如果不是陈教授这句话,我看那人的态度,十之八九,我俩会吵起来。
经历了这段小插曲,陈教授倒也没说别的,而是选择让我俩各退一步。
关于我头疼的症状怎么回事,可以稍后大家都看完了,再由陈教授处理,但是眼下我头疼得这么厉害不能不管,他联系院方,给我安排专人做检查。
一场不大不小的风波,总算平息。
我这时候才算明白,陈教授是怎样一个人,如果有什么词可以形容的话,我认为中庸二字足矣。

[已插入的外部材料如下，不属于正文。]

PR #245, opened 2025-01-10
Implement FIPSCapable

qmuntal:
When using OpenSSL 3, `openssl.FIPS` prove that FIPS mode is enabled by checking that the default properties contain `fips=yes` and that SHA-256 can be fetched with the default properties. This behavior is useful to know if there is an explicit intent to only run in FIPS mode.

On the other hand, `openssl.FIPS` doesn't cover the use case of wanting to know whether the provider configured by default is FIPS-capable regardless if the default properties. In fact, most times users don't care about the default properties, they just want to ensure they are running in FIPS mode, aka the default provider is FIPS capable. 

This PR adds the `openssl.FIPSCapable` function to cover this new use case.

For https://github.com/microsoft/go/issues/1445.

### DIFF
--- a/openssl.go
+++ b/openssl.go
@@ -134,6 +134,28 @@ func FIPS() bool {
 	}
 }
 
+// FIPSCapable returns true if the provider used by the default matches the `fips=yes` query.
+// Note that this function can return true even if [FIPS] returns false, because [FIPS] also
+// checks whether the default properties contain `fips=yes`.
+// It will always return true for OpenSSL 3 if [FIPS] returns true.
+// When using OpenSSL 1, this function always returns the same value as [FIPS].
+func FIPSCapable() bool {
+	if FIPS() {
+		return true
+	}
+	if vMajor == 3 {
+		// Load the provider with and without the `fips=yes` query.
+		// If the providers are the same, then the default provider is FIPS-capable.
+		provFIPS := sha256Provider(propFIPS)
+		if provFIPS == nil {
+			return false
+		}
+		provDefault := sha256Provider(nil)
+		return provFIPS == provDefault
+	}
+	return false
+}
+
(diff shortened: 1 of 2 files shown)


openssl.go
```diff
@@ -134,6 +134,28 @@ func FIPS() bool {
...
+// checks whether the default properties contain `fips=yes`.
+// It will always return true for OpenSSL 3 if [FIPS] returns true.
+// When using OpenSSL 1, this function always returns the same value as [FIPS].
+func FIPSCapable() bool {
+	if FIPS() {
+		return true
+	}
+	if vMajor == 3 {
+		// Load the provider with and without the `fips=yes` query.
+		// If the providers are the same, then the default provider is FIPS-capable.
```
dagood, line 157: I'm not sure this matches what I'd expect based on the word "capable". A system that has a `fips=yes` provider but doesn't use that provider by default is still "capable", isn't it? (Perhaps it's configured to use a faster provider when `fips=yes` isn't required.) I'm not totally sure what this API would actually be used for--maybe documenting a use case in the func doc would tie it all together.

Checking the provider for sha256 in particular also could make it a bit complicated, right? If the default properties don't contain `fips=yes`, IIRC some other algorithm might fall back to a non-FIPS provider. (I know this is a standard assumption elsewhere, but it seems worth considering in this particular context depending on how the function will be used.)

I know we're not aiming for a 100% accurate general-purpose detection, though. My mind is probably wandering outside the configurations that are known to exist on our target systems. 😄

qmuntal: I'll improve the func docs a bit more 👍 .

dagood: Thanks, I like the example and note about heuristics in particular.

dagood (approved):

gdams (approved):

比起他的治学严谨,他处理事情的中庸之道,显得更加深藏不露。
如果换成现代话说。
陈教授是一个情商极高的人。
所以我现在才明白,陈教授不是不懂得人情社交,也不是看似冷漠,其实他比谁活得都通透明白。
这时带我检查的医生,问了一下我的情况,然后安排护士给我的打了一针。
打完针这名医生跟我说,他怀疑我落下头痛的病根,很可能是太脑皮层受到压制。
“正好陈教授那边,已经安排你做了脑形图的检查,我会和几名脑科专家,还有陈教授后面帮你做个全面会诊,但是时间上可以会耽搁一些,不知沈先生,时间上能不能排得开。”
果然计划没有变化快。
我来之前,对于时间的安排计划,算计着是这周之内,应该有机会跟唐霜见一面,听这位刘医生的说法,恐怕计划还得往后推迟。
但是刘医生的话,让我看到希望。
虽然最终没有出来,但是能找到病根,总是好的。
我一脸兴奋。
“刘医生,是不是会诊完了,我就可以恢复记忆?”
刘医没有给出肯定的答复。
他也是出于职业习惯,因为没有哪个医生,敢说百分百三个字。